Managers are authorized by shareholders to grow the business and hire other people (and other managers). But to make the best use of self-organization in their business, they need to distribute control and delegate their authority. This article, the first in a two-part series, describes the scientific reason to empowering people, the seven levels of authority, and the “authority board” as a simple mechanism to delegate control to self-organizing teams.

Anarchy Versus Governance

Agile software development is a great success because it works through self-organizing teams. Self-organization is a lot like anarchy, which some people think is a bad thing. But agilists are “benevolent anarchists.” In Agile software development, anarchy is applied in a good way.

The word anarchy stems from the Greek word anarcho. It means “having no ruler.” People use the word in two situations:

  • Absence of order (presence of disorder)—in other words, chaos.
  • Absence of imposed (top-down) order—in other words, complexity.

This is depicted in Figure 1. Governance, the presence of top-down order, stretches from complexity into order. And anarchy, the absence of governance, stretches from complexity into chaos.

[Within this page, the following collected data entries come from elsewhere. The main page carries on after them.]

PR #3274, opened 2026-09-03
docs: update GTA5_STATUS.md with gameplay framerate optimization findings

mattias800:
## Summary

This PR updates \docs/GTA5_STATUS.md\ with detailed performance analysis, problem descriptions, solution designs, and verified benchmark results from optimizing GTA V (\PPSA04263\) native 4K Story Mode gameplay (prologue bank heist) from **~0.6–0.8 FPS (1,600+ ms/frame) to 15.2–15.4 FPS (64.8 ms/frame)**, achieving a **~22x speedup**.

### Key Bottlenecks & Solutions Documented

1. **MRT Flush Breaking Backend Submission Batching (~560 ms/frame saved)**:
   - *Problem*: \	ests/fixtures/render_runner.h\ had an unconditional \|| color_count > 2\ in \
eadback_requested_for_flush\, forcing an eager Vulkan queue submit on every MRT G-buffer draw pass. This caused 27.88 separate queue submits per frame and ~598 ms in driver cleanup loops.
   - *Solution*: Replaced with \
eadback_extra_wanted\ to check if slots 2+ actually requested readback. Queue submits dropped to 2.0 per frame and driver cleanup to 1.7 ms.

Figure 1 Governance versus anarchy

Some people believe that anarchy equals chaos. But nature is anarchistic, and yet ecosystems are complex, not chaotic. And traffic in Brussels is anarchistic. But the daily flows of traffic are complex, not chaotic. Likewise, a well-functioning Agile team is also complex, not chaotic.

Managers are authorized by shareholders to grow a successful business. For managers, the challenge is to make sure that the “anarchistic teams” behave in a way that is valuable to all stakeholders.

I often compare managers to gardeners (Figure 2). An unmanaged garden is typically full of weeds, not beauty. From a biological perspective, there’s no difference. Either way, the ecosystem in the garden is self-organizing. It takes a gardener (authorized by the owners of the garden) to turn an anarchistic garden into something that the owners will enjoy. Likewise, it takes a manager (authorized by shareholders) to steer self-organizing teams in a direction that delivers value to the shareholders.